In the past 11 days, 15 lorries carrying dangerous hospital refuse hidden among normal household waste have been stopped by border police. The German Environment Minister, Klaus Topfer, warned of the dangers of the operations of an 'international rubbish Mafia, just as dangerous as arms and drugs traffickers'. His French counterpart, Segolene Royal, responded angrily and said her country 'did not wish to become Europe's rubbish bin'.

Charges were laid against three people, all French, at the weekend - the head of a waste control company, the director of a recycling company and the owner of an abandoned quarry - but despite this, the cross-border traffic in toxic waste showed little sign of ending as another three trucks were stopped at the beginning of the week. In them police found used syringes, blood packages and dialysis equipment mixed in with yoghurt pots.

'We have discovered the tip of an iceberg,' said the state prosecutor, Beatrice Dupuis. 'It is possible that we are dealing with a massive international rubbish smuggling organisation.' According to Greenpeace in Germany, much of the export of toxic waste is in the hands of 'organised criminal networks'. French police said at least one lorry had dumped its cargo in a disused quarry near Neuilly-sur-Suize.

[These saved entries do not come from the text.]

PR #6003, opened 2024-06-05
fix(scoop-alias): Pass options correctly

### LINKED ISSUE #5767: [Bug] `scoop-alias.ps1` `list` Verbose Flag Doesn't Produce `Summary` Output
#### Current Behavior

`Summary` property is not ever displayed at this piece of code. I've tried various forms of `scoop alias list -v` or `scoop alias list --verbose` or `scoop alias list -verbose:$true`

https://github.com/ScoopInstaller/Scoop/blob/f93028001fbe5c78cc41f59e3814d2ac8e595724/libexec/scoop-alias.ps1#L100-L104

#### Expected Behavior

I expect to see the `Summary` output along with `Name` and `Command`.

N/A

#### Possible Solution

~~No actual full solution yet.~~ The smallest possible solution is to change the below line to `if ($name -in @('-v', '--verbose')) {`. The splatting of `@arguments` upstream passes the `-v` or `--verbose` as plaintext to `$name` by position so the `$verbose` parameter isn't required. Not sure if this is the *best* or most *robust* solution.

https://github.com/ScoopInstaller/Scoop/blob/f93028001fbe5c78cc41f59e3814d2ac8e595724/libexec/scoop-alias.ps1#L100

~~#### Attempts To Fix~~
~~I've tried adding `$verbose` as a simple _parameter_ to `list_aliases` function but that didn't work.~~

~~After debugging a little, there is something going on with this line with the `@arguments` _splat_. It doesn't appear to work. When I pass the raw parameters in like `$cmd_path list -v` will produce the `Summary` output.~~

~~https://github.com/ScoopInstaller/Scoop/blob/f93028001fbe5c78cc41f59e3814d2ac8e595724/lib/commands.ps1#L35~~

#### References
#2163 PR

### System details

_Windows Version 22H2 (OS Build 19045.3803)_

_64 Bit_

```powershell
Name                           Value
----                           -----
PSVersion                      7.3.10
PSEdition                      Core
GitCommitId                    7.3.10
OS                             Microsoft Windows 10.0.19045
Platform                       Win32NT
PSCompatibleVersions           {1.0, 2.0, 3.0, 4.0…}
PSRemotingProtocolVersion      2.3
SerializationVersion           1.1.0.1
WSManStackVersion              3.0
```

_No Additional Software_

#### Scoop Configuration

```json
{
  "last_update": "2023-12-22T14:31:06.1549275-06:00",
  "alias": {
    "describe": "scoop-describe",
    "fsearch": "scoop-fsearch"
  },
  "scoop_branch": "master",
  "scoop_repo": "https://github.com/ScoopInstaller/Scoop"
}
```

lewis-yeung:
### Description

This PR has fixed a bug that the option `-v`/`--verbose` cannot be passed to the command `scoop alias list`.

### Motivation and Context

Closes #5767.

### How Has This Been Tested?

Suppose we have an alias with `Summary` properly set, run:

```powershell
scoop alias list -v | Format-List # the property `Summary` is showed
scoop alias list | Format-List # the property `Summary` is not showed
```

### Checklist:


mattcargile:
Nice. This looks like it fixes my issue.
https://github.com/ScoopInstaller/Scoop/issues/5767

lib/alias.ps1
```diff
@@ -0,0 +1,83 @@
+. "$PSScriptRoot\..\lib\install.ps1" # shim related
```
niheaven, line 1: Don't load library insides another library, move it to `scoop-alias.ps1` and add `install.ps1` to test file.

lib/alias.ps1
```diff
@@ -0,0 +1,83 @@
...
+
+$script:config_alias = 'alias'
```
niheaven, line 3: Why create a script var?

lib/alias.ps1
```diff
@@ -0,0 +1,83 @@
...
+
+function init_alias_config {
+    $aliases = get_config $script:config_alias
+    if ($aliases) {
+        $aliases
+    } else {
+        New-Object -TypeName PSObject
```
niheaven, line 10: Just create an object and doesn't assign it?

lib/alias.ps1
lewis-yeung: Uh oh, this was moved from the original code and left unchanged. Will change it.

lib/alias.ps1
lewis-yeung: Same as above. The necessary refactoring will be done.

niheaven:
There're some bugs in the code, and I push some tweaks:

- Move alias-related code to `lib/commands.ps1`
- Pipe string into `Out-UTF8File()`
- Remove `get_aliases_from_config()` and use `get_config()` directly

niheaven (approved):

PR #6024, opened 2024-06-21
fix(checkver): Correct error messages

lewis-yeung:
### Description

When checking update and the `$script` is used, an error message should mention `the output of script` instead of `$url`.

### Checklist:

### DIFF
--- a/bin/checkver.ps1
+++ b/bin/checkver.ps1
@@ -294,8 +294,10 @@ while ($in_progress -gt 0) {
             }
             $page = (New-Object System.IO.StreamReader($ms, (Get-Encoding $wc))).ReadToEnd()
         }
+        $source = $url
         if ($script) {
             $page = Invoke-Command ([scriptblock]::Create($script -join "`r`n"))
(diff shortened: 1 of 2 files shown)


bin/checkver.ps1
```diff
@@ -285,7 +285,11 @@ while ($in_progress -gt 0) {
             continue
         }
 
-        if ($url) {
+        if ($script) {
+            $source = 'the output of script'
+            $page = Invoke-Command ([scriptblock]::Create($script -join "`r`n"))
+        } elseif ($url) {
+            $source = $url
```
niheaven, line 292: The `$page` parameter can be utilized within the `script`. Please restore the original sequence and seek an alternative method to rectify the output.

lewis-yeung: Sure. I'll fix it later.

lewis-yeung: @niheaven Updated.

niheaven (approved):

PR #6030, opened 2024-06-25
fix(shim): Restore original path for JAR cmd

### LINKED ISSUE #6026: [Bug] .jar shims change the working directory when running from cmd
#### Current Behavior
`.jar` shims change the current working directory to the package directory when running from cmd.

#### Expected Behavior
shims should not change the working directory

for example, install apktool: `scoop install main/apktool` and then run `apktool` in cmd:

```
C:\>apktool --version
2.9.3

C:\Users\User\scoop\apps\apktool\current>
```
When running from powershell this doesn't happen for some reason.

The cause of this is 
https://github.com/ScoopInstaller/Scoop/blob/d337bb1fa69a56637101254a1ac9e0ad13a12647/lib/core.ps1#L1012-L1018

I think `cd` shouldn't be used anywhere in shims.

### System details

**Windows version:**  11

**OS architecture:** 64bit

**PowerShell version:** 5.1.22621.3672

#### Scoop Configuration

```json
{
    "last_update":  "2024-06-23T08:09:07.4455297+03:00",
    "scoop_branch":  "master",
    "scoop_repo":  "https://github.com/ScoopInstaller/Scoop"
}

```

niheaven:
#### Description

Use `pushd` and `popd` to restore cmd path

#### Motivation and Context

- Closes #6026

- Relates to #5872

image

#### Checklist:

### DIFF
--- a/CHANGELOG.md
+++ b/CHANGELOG.md
@@ -23,6 +23,7 @@
 - **core:** Use correct path in 'bash' ([#6006](https://github.com/ScoopInstaller/Scoop/issues/6006))
 - **core:** Limit the number of commands to get when search for git executable ([#6013](https://github.com/ScoopInstaller/Scoop/pull/6013))
 - **checkver:** Correct error messages ([#6024](https://github.com/ScoopInstaller/Scoop/issues/6024))
+- **shim:** Restore original path for JAR cmd ([#6030](https://github.com/ScoopInstaller/Scoop/issues/6030))
 
 ### Code Refactoring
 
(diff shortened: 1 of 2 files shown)


davidpatel0:
This does not resolve the issue, `cd` shouldn't be used at all. Another problem with the current state (that this PR doesn't fix) is that using relative paths with `.jar` shims is broken (as they are being resolved from `scoop\apps\X` directory and not from the real working directory.
I will add this problem to the original issue.

niheaven:
Yes, there are some drawbacks to this fix and using `pushd/popd`, but the working directory is necessary for some jar applications.

Perhaps there is a better solution, but for now, use this as a temporary bug fix.

PR #6031, opened 2024-06-27
Option to not add shortcuts to startmenu when installing a package

insertokername:
#### Description
Added an option to skip creating the startmenu shortcuts when installing a package.

#### Motivation and Context
This is really useful in a fer specific use cases, for example i have two scoop installations on my pc for various purposes. This flag really helps avoid conflicts between installs and also because the paths of my installs are manually managed this, again, helps a lot.

Ran the flag on multiple packages installs.
The code is really quite simple and only interacts with a small portion of the codebase.

#### Checklist:

### DIFF
--- a/CHANGELOG.md
+++ b/CHANGELOG.md
@@ -6,6 +6,7 @@
 - **core:** New cache filename format ([#5929](https://github.com/ScoopInstaller/Scoop/issues/5929))
 - **install:** Added the ability to install specific version of app from URL/file link ([#5988](https://github.com/ScoopInstaller/Scoop/issues/5988))
 - **decompress:** Use innounp-unicode as default Inno Setup Unpacker ([#6028](https://github.com/ScoopInstaller/Scoop/issues/6028))
+- **scoop-install** Option to not add shortcuts to startmenu when installing a package
 
 ### Bug Fixes
 
--- a/lib/install.ps1
+++ b/lib/install.ps1
@@ -5,7 +5,7 @@ function nightly_version($quiet = $false) {
     return "nightly-$(Get-Date -Format 'yyyyMMdd')"
 }
 
-function install_app($app, $architecture, $global, $suggested, $use_cache = $true, $check_hash = $true) {
+function install_app($app, $architecture, $global, $suggested, $use_cache = $true, $check_hash = $true, $add_startmenu = $true) {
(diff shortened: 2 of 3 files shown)


qwertyhjklxyz:
Running `scoop update|reset <app>` still creates the shortcut.
Running `scoop uninstall <app>` removes the shortcut, even if it was not created.
Maybe add this option to `install.json`.

insertokername:
Thank you for the help! I made some additions to hopefully fix my oversights!

After making these changes i observed some strange behaviour, even if there is no startmenu shortcut in the actuall folder windows still adds the program to the startmenu directly from the scoop/apps folder. I suspect this might be from register tomfoolery that is made by the installer but i am not sure. If you have any ideas they would be greatly appreciated!

Another thing i would like to mention is that shims also get added to the startmenu, i intend to not interfere with this since you can already manage shims through scoop shim and this option is intended to only affect the startmenu folder.

qwertyhjklxyz:
> After making these changes i observed some strange behavior, even if there is no startmenu shortcut in the actual folder windows still adds the program to the startmenu directly from the scoop/apps folder. I suspect this might be from registry tomfoolery that is made by the installer but i am not sure. If you have any ideas they would be greatly appreciated!

Do you mean apps in the `nonportable` repository, scoop just calls installer and doesn't control the behavior of the installer, but it is possible to remove shortcuts in the `post_install`.
> Another thing i would like to mention is that shims also get added to the startmenu, i intend to not interfere with this since you can already manage shims through scoop shim and this option is intended to only affect the startmenu folder.

Scoop doesn't add shim to the startmenu.

By the way, you didn't update the `scoop-update.ps1`.
`scoop-export.ps1` and `scoop-import.ps1` seem to need updating as well.

insertokername:
>Do you mean apps in the nonportable repository, scoop just calls installer and doesn't control the behavior of the installer, but it is possible to remove shortcuts in the post_install.

Noted, thank you for the help!

> Scoop doesn't add shim to the startmenu.

I accidentally confused the startmenu for the search, sorry! 

I pushed a fix for the update and the import, hope it addresses all issues! Thank you for your patience with me, this is my second ever contribution with actual code so sorry for the mistakes.

insertokername:
@niheaven is there any way you could take a quick look at this?

PR #6090, opened 2024-08-05
fix: Homepage no longer downloaded on script

### LINKED ISSUE #5704: [Bug] homepage should not be downloaded when checkver script is specified
#### Current Behavior

When `checkver.script` is specified in a manifest and `checkver.url` is not, checkver defaults to requesting the `homepage` url before running the script. If that request errors, the script is never run and checkver fails.
#### Expected Behavior

When `checkver.script` is specified, `homepage` and `checkver.url` should be ignored and the script should run as expected.

I changed the [homepage](https://github.com/kazzarin/bucket/blob/22fb2662e9143a1712b5d806abfc2b9947b65e60/bucket/oracle-graalvm.json#L4) for a manifest in my own bucket, which produced the following error:
```
> .\bin\checkver.ps1 oracle-graalvm
oracle-graalvm: The operation has timed out.
URL https://www.oracle.com/java/graalvm/ is not valid
```
Reverting the [change](https://github.com/kazzarin/bucket/blob/56732b8d74f4babfbd3400ff43829dd2b08ec36d/bucket/oracle-graalvm.json#L4) fixed it. The same behaviour was observed in my bucket's excavator, so I'm sure it's not a problem with my local machine. The wiki docs on the [script property](https://github.com/ScoopInstaller/Scoop/wiki/App-Manifest-Autoupdate#properties-of-checkver) don't mention if it can be used with `checkver.url` or `homepage`, so I assume based on the manifests in the given examples that `checkver.script` is intended to be used exclusively when specified.

Unrelated, the site seems to timeout because of the link in scoop's user agent.
### System details

**Windows version:** 11

**OS architecture:** 64bit

**PowerShell version:** 7.3.9

**Additional software:** Git

#### Scoop Configuration

```json
{
    "aria2-enabled":  false,
    "aria2-warning-enabled":  false,
    "cat_style":  "plain",
    "debug":  true,
    "gh_token":  "redacted",
    "last_update":  "2023-10-27T22:05:56.4511315-04:00",
    "scoop_branch":  "develop",
    "scoop_repo":  "https://github.com/ScoopInstaller/Scoop",
    "show_update_log":  false,
    "use_external_7zip":  true
}

```

notPlancha:
Currently `checkver.ps1` GETs the homepage, even if `script` is specified, and does nothing with it. This becomes an issue when the homepage doesn't return a 2xx, like a timeout, or a `403 Forbiden` (like cloudflare does). I don't see any reason this is the case, so I wrapped this logic in an if/else. I am not sure if this is the best option, or if this is breaking at all (I don't think it is but I'm not completly sure)

fixes #5704.

PS: I'm not sure if I'm supposed to create the PR to the master branch or the develop branch (CONTRIBUTING.md isn't really clear on that). Right now they're synced so it shouldn't be an issue.


xrgzs (approved):

xrgzs:
I encountered this problem recently. I don't understand how this is designed, which means that the app will not be updated when its website runs away? Hope to merge this conmmit as soon as possible.

xrgzs:
@niheaven   @chawyehsu

notPlancha:
This was not targeting develop, #6230 now is.

PR #6092, opened 2024-08-06
fix (decompress): `Expand-7zipArchive` only delete temp dir / `$extractDir` if it is empty

### LINKED ISSUE #6011: [Bug] Missing folders after installing packages making applications behave incorrectly
## Bug Report
There's possibly an issue with Scoop installation process extracting from `.exe` installer files. As reported in [here](https://github.com/ScoopInstaller/Extras/issues/13324) and later figuring out in the discussion, for some reason installing the `tor-browser` package there's a folder missing (`Browser\browser`) that causes the error I experienced.

#### Current Behavior

After installing the `extras/tor-browser`, there's a folder missing that causes the app to not behave correctly. When installing the application downloading it manually, either through the installer or extracting using 7-zip, the issue does not occur. Copying the missing folder also seems to fix the issue.

#### Expected Behavior

Tor Browser should open and execute normally.

I think it's important to note that the issue appearing coincides with Scoop updating to version 0.4.2 and  `tor-browser` updating to 13.0.15, as noted by someone in the discussion.

#### Possible Solution

It's only a wild guess, but maybe there's something up with having one folder inside another with the same name only differing by the first letter being uppercase or not?

### System details

**Windows version:** 11 Pro 23H2

**OS architecture:** 64bit

**PowerShell version:** system is 5.1.22621.3672 and Microsoft store version is 7.4.2

**Additional software:** 7-zip is 24.06, git is 2.45.2

#### Scoop Configuration

```json
{
  "last_update": "2024-06-11T19:15:24.7094978-03:00",
  "aria2-warning-enabled": false,
  "aria2-disabled": true,
  "scoop_branch": "master"
}
```

o-l-a-v:
#### Description

`decompress.ps1` deletes `$extractDir` even if it's not empty, which can cause applications to not work after installation.

More context and how I got to this solution in following comment:

* <https://github.com/ScoopInstaller/Scoop/issues/6011#issuecomment-2271639656>

#### Motivation and Context

Closes #6011, <https://github.com/ScoopInstaller/Extras/issues/13324>

#### How Has This Been 

Tested locally with `scoop install extras/tor-browser`.

#### Checklist:


o-l-a-v:
If tests should be updated (tell me): Should be sufficient to add a `.7z` to <https://github.com/ScoopInstaller/Scoop/blob/develop/test/fixtures/decompress/TestCases.zip> with:

```
root
├─ $PLUGINSDIR
└─  keep
       └─ keep
             └─  file.txt
```

Then check that `"$DestinationPath\keep"` exists?

niheaven:
Could you please sign your commit? And the logic should be tweaked by only check if `$ExtractDir` is empty.

o-l-a-v:
> Could you please sign your commit?

I've never done that before, I'll se if I figure it out.

> And the logic should be tweaked by only check if $ExtractDir is empty.

Isn't that what I do? If no child items inside it => delete.

lib/decompress.ps1
```diff
@@ -123,8 +123,11 @@ function Expand-7zipArchive {
     }
     if (!$IsTar -and $ExtractDir) {
         movedir "$DestinationPath\$ExtractDir" $DestinationPath | Out-Null
-        # Remove temporary directory
-        Remove-Item "$DestinationPath\$($ExtractDir -replace '[\\/].*')" -Recurse -Force -ErrorAction Ignore
+        # Remove temporary directory if empty
+        $ExtractDirFullPath = [string] "$DestinationPath\$($ExtractDir -replace '[\\/].*')"
+        if ((Get-ChildItem -Path $ExtractDirFullPath -Force).Count -le 0) {
+            Remove-Item -Path $ExtractDirFullPath -Recurse -Force -ErrorAction Ignore
+        }
```
niheaven, line 130:
```suggestion
        if ((Get-ChildItem "$DestinationPath\$ExtractDir" -Force -ErrorAction Ignore).Count -eq 0) {
            Remove-Item "$DestinationPath\$($ExtractDir -replace '[\\/].*')" -Recurse -Force -ErrorAction Ignore
        }
```

This is what I mean.

niheaven:
For commit signing, you could ref https://docs.github.com/authentication/managing-commit-signature-verification

lib/decompress.ps1
niheaven: Since `extract_dir` could be a subdirectory such as `aaa\bbb`, `Expand-xxx` will delete `aaa` after extraction. Other functions that use a rarely used temporary directory may not encounter this bug, in my opinion.

o-l-a-v: `-le` (less than or equal) will return true if count is 0 too, but sure, I can change that.

I see you also removed `-Path`, why?

niheaven:
Hmm, you should try to pass the tests now :)

o-l-a-v:
I think I've fixed the test errors now @niheaven: Can't do `Get-ChildItem` if `-Path` does not exist.

lib/decompress.ps1
```diff
@@ -123,15 +123,21 @@ function Expand-7zipArchive {
...
-        # Remove temporary directory
-        Remove-Item "$DestinationPath\$($ExtractDir -replace '[\\/].*')" -Recurse -Force -ErrorAction Ignore
+        # Remove temporary directory if it still exists and is empty
+        $ExtractDirFullPath = [string] "$DestinationPath\$($ExtractDir -replace '[\\/].*')"
+        if (
+            (Test-Path -Path $ExtractDirFullPath -PathType 'Container') -and
+            (Get-ChildItem -Path $ExtractDirFullPath -Force).Count -eq 0
+        ) {
+            Remove-Item -Path $ExtractDirFullPath -Recurse -Force -ErrorAction Ignore
+        }
```
niheaven, line 133:
```suggestion
        $ExtractDirTopPath = "$DestinationPath\$($ExtractDir -replace '[\\/].*')"
        if ((Get-ChildItem -Path $ExtractDirTopPath -Force -ErrorAction Ignore).Count -eq 0) {
            Remove-Item -Path $ExtractDirTopPath -Recurse -Force -ErrorAction Ignore
        }
```

Change param name, and using `-ErrorAction Ignore` in `Get-ChildItem` will solve the prob (return $null that `Count` is 0 if Path is not existed).

olavrb-innovasjonnorge: That's just up to preference, but I'll comply with whatever Scoop wants.

lib/decompress.ps1
```diff
@@ -123,15 +123,18 @@ function Expand-7zipArchive {
     }
     if (!$IsTar -and $ExtractDir) {
         movedir "$DestinationPath\$ExtractDir" $DestinationPath | Out-Null
-        # Remove temporary directory
-        Remove-Item "$DestinationPath\$($ExtractDir -replace '[\\/].*')" -Recurse -Force -ErrorAction Ignore
+        # Remove temporary directory if it is empty
+        $ExtractDirTopPath = [string] "$DestinationPath\$($ExtractDir -replace '[\\/].*')"
+        if ((Get-ChildItem -Path $ExtractDirTopPath -Force -ErrorAction Ignore).Count -eq 0) {
+            Remove-Item -Path $ExtractDirTopPath -Recurse -Force -ErrorAction Ignore
+        }
```
z-Fng, line 130: While testing manifests, I happened to run into an issue here.

When the `$ExtractDir` depth is greater than or equal to three, like the one below (`$ExtractDir` : `keep\sub\sub-sub`), the folder 'keep' will not be removed. The return value of Get-ChildItem for folder 'keep' is always greater than 0 as there exists a sub-folder.

```
└─ keep
   └─ sub
      └─  sub-sub
         └─  empty
   └─ othersub
```

o-l-a-v: So one should look for files specifically? Add `-File -Recurse` to `Get-ChildItem`?

* <https://learn.microsoft.com/en-us/powershell/module/microsoft.powershell.management/get-childitem?view=powershell-7.5#-file>

z-Fng: > Add -File -Recurse to Get-ChildItem?

When extraction is done, we cannot tell whether the folder is newly created or already existed.
If the folder already exists before extraction, even if it is an empty folder, we should not remove it.

Perhaps we could check if the folder exists recursively before 7-Zip actually starts extracting?
```
keep
   └─ sub
      └─  sub-sub
```
1. Check if the folder `$DestinationPath\keep` exists.
    - If it does not exist, we can safely remove `$DestinationPath\keep`.
    - If it does exist, proceed to step 2.
2. Check if the folder `$DestinationPath\keep\sub` exists.
     - If it does not exist, we can safely remove `$DestinationPath\keep\sub`.
    - If it does exist, proceed to step 3.
3. ...

o-l-a-v: Can you create a new issue with an example manifest where this problem occurs?

There is also this feature request which would make this logic unnecessary:

* <https://github.com/ScoopInstaller/Scoop/issues/6093>

z-Fng: > Can you create a new issue with an example manifest where this problem occurs?

OK. I'm just about to do it.

> There is also this feature request which would make this logic unnecessary

It would be even better if this new feature fixes the issue.

z-Fng: > Can you create a new issue with an example manifest where this problem occurs?

- #6515

PR #6229, opened 2024-11-13
feat(cache): Add "tidy" as older cache removal command

### LINKED ISSUE #6068: [Feature] Remove older files from cache after installation
#### Problem to solve 
Files in the cache folder are never automatically removed. It makes it grow in size and many (most?) do not know about it or or how to clean it.

#### Solution I would like
I have already created a function to be called at the end of an installation. It removes cache files older than one month, but keeps at least the two most recent ones. I could also add a flag to skip this step (e.g. `—keep-cache`). We may also reverse this behavior by adding a flag that removes the older cache after installation, but it would not help cache discoverability.
See https://github.com/flodavid/Scoop/tree/feature/remove-old-cache

#### Alternatives I have  considered
There is no alternative today other than knowing about the cache and manually removing it.
We could also add a message at the end of an installation telling how much space is used by the cache and giving the command to clean it.

flodavid:
- Keep two items in cache for every app
- Files that are less than one month old are not deleted
- Automatically remove older cache of the app after an update
- Short option to do not use cache changed form `-k` to `-d` (for "download")
- Add option to keep older cache, with `-k` (for "keep") as short option to `update` command
- Add long option `--keep-cache` to `update` command

#### Description
The new `cache tidy` command enables to clean all packages older than one month, except the two most recent ones, of all the apps (with "*"), or a given one. This cache "tidying" is automatically ran after an app is updated, for this app only.
No option to change the one month period or the minimum number to keep is present at the moment.

#### Motivation and Context
Files in the cache folder were never automatically removed. It makes it grow in size and many (most?) do not know about it or or how to clean it. Besides, the only way to manage the cache was by removing all of it. 

* Closes [[Feature] Remove older files from cache after installation  #6068](https://github.com/ScoopInstaller/Scoop/issues/6068)

I have overwritten my local scoop scripts with the ones I modified in the repository.
I modified the date of a copy of a recent "which" package in cache with `(Get-Item which#2.16#607562b.zip).lastwritetime=$(Get-Date -Year 2020 -Month 12 -Day 31)`. Then I used the new tidy command with `scoop tidy which`. Only the package that is supposed to be older was removed.
Then I modified the version in the manifest of the "current" package of which, so that scoop suppose it is outdated. I did the same procedure of copying a recent package and editing its date. Then I ran `scoop update which`. "which" was reinstalled. Again, only the package that is supposed to be older was removed.

#### Checklist:

### DIFF
--- a/CHANGELOG.md
+++ b/CHANGELOG.md
@@ -4,6 +4,14 @@
 
 **autoupdate:** GitHub predefined hashes support ([#6416](https://github.com/ScoopInstaller/Scoop/issues/6416), [#6435](https://github.com/ScoopInstaller/Scoop/issues/6435))
 
+### BREAKING CHANGE
+
+- **scoop-install|update**: `-k`option that skipped cache and forced redownload is replaced by `-d`. `-k` now keeps older cache after app update
+
+### Features
+
+- **scoop-cache|update**: New tidy command that removes older packages from cache. Automatically run it after app update ([#6068](https://github.com/ScoopInstaller/Scoop/issues/6068))
+
 ### Bug Fixes
 
 - **scoop-download|install|update:** Fallback to default downloader when aria2 fails ([#4292](https://github.com/ScoopInstaller/Scoop/issues/4292))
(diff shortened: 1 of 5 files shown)


flodavid:
rebased onto develop

LukasWillin:
I was looking for a command like this. It would be nice to have a command which keeps 1 or 2 previous versions around in case some problems crop up with the current version after a little more use.

Thanks for the PR!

Most of the waste discovered has come from Berlin. The embarrassed city authorities admitted that 'mistakes had been made', but insisted that when the waste containers left the city there was nothing toxic inside. The transport and recycling companies are meanwhile busily blaming each other. Franz Schweitzer, a director of the Dass recycling company in Berlin, said: 'The only explanation is that the lorry-loads were tampered with en route.'

Behind the trafficking lies the problem that over the past 10 years Germany, a pioneer in environmental matters, has imposed on itself some of the toughest regulations in the world, without having the means to respect them. This posed less of a problem before the fall of the Wall, since much of the worst waste went to East bloc countries desperate for hard currency. Unification changed all that. Although some toxic waste is still transported to Romania and Poland, German cities were anxious to find another big outlet. They did not look far, with recycling costing 30 German marks ( pounds 18) per ton in France, and DM140 in Germany, with vast opportunities for illegal dumping.